> **Problem requirements**: Can you quote the lines below exactly, starting at the line with "Refactor: remove even" and going through the last one?

> **Entries shown**:
┄┄┄┄┄┄┄┄┄┄

PR #2428, opened 2024-01-28
Refactor: remove even more unnecessary create_directory

clarfonthey:

These are some things that were missed even by #2407.

After doing some more investigation, even copying files will automatically create directories, so, we don't need these calls either. It simplifies the code a bit more and will also ensure that directories aren't created unless files are actually inside them.

Another reason for this change is it also makes calls to `write_content` and `write_section` a bit less confusing, since right now, if multiple calls to it are made, the final argument is set to `false` to avoid doing work, which can make following the code a bit more challenging since it's not always clear when this argument is applied.

----

One small change here: this adds the same create-parent logic to `create_file` as `copy_file` and `copy_file_if_needed`, so that these three methods are consistent. Part of the reason why these were necessary before was because directories had to be manually created sometimes, and this was a bit inconsistent, so, this PR fixes that.

### DIFF
--- a/components/site/src/lib.rs
+++ b/components/site/src/lib.rs
@@ -635,20 +635,13 @@ impl Site {
         components: &[&str],
         filename: &str,
         content: String,
-        create_dirs: bool,
     ) -> Result<PathBuf> {
-        let write_dirs = self.build_mode == BuildMode::Disk || create_dirs;
-
         let mut site_path = RelativePathBuf::new();
         let mut current_path = self.output_path.to_path_buf();
 
         for component in components {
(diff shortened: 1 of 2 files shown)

┄┄┄┄┄┄┄┄┄┄

> **Written solution**:
Refactor: remove even more unnecessary create_directory

clarfonthey:

These are some things that were missed even by #2407.

After doing some more investigation, even copying files will automatically create directories, so, we don't need these calls either. It simplifies the code a bit more and will also ensure that directories aren't created unless files are actually inside them.

Another reason for this change is it also makes calls to `write_content` and `write_section` a bit less confusing, since right now, if multiple calls to it are made, the final argument is set to `false` to avoid doing work, which can make following the code a bit more challenging since it's not always clear when this argument is applied.

----

One small change here: this adds the same create-parent logic to `create_file` as `copy_file` and `copy_file_if_needed`, so that these three methods are consistent. Part of the reason why these were necessary before was because directories had to be manually created sometimes, and this was a bit inconsistent, so, this PR fixes that.

### DIFF
--- a/components/site/src/lib.rs
+++ b/components/site/src/lib.rs
@@ -635,20 +635,13 @@ impl Site {
         components: &[&str],
         filename: &str,
         content: String,
-        create_dirs: bool,
     ) -> Result<PathBuf> {
-        let write_dirs = self.build_mode == BuildMode::Disk || create_dirs;
-
         let mut site_path = RelativePathBuf::new();
         let mut current_path = self.output_path.to_path_buf();
 
         for component in components {
(diff shortened: 1 of 2 files shown)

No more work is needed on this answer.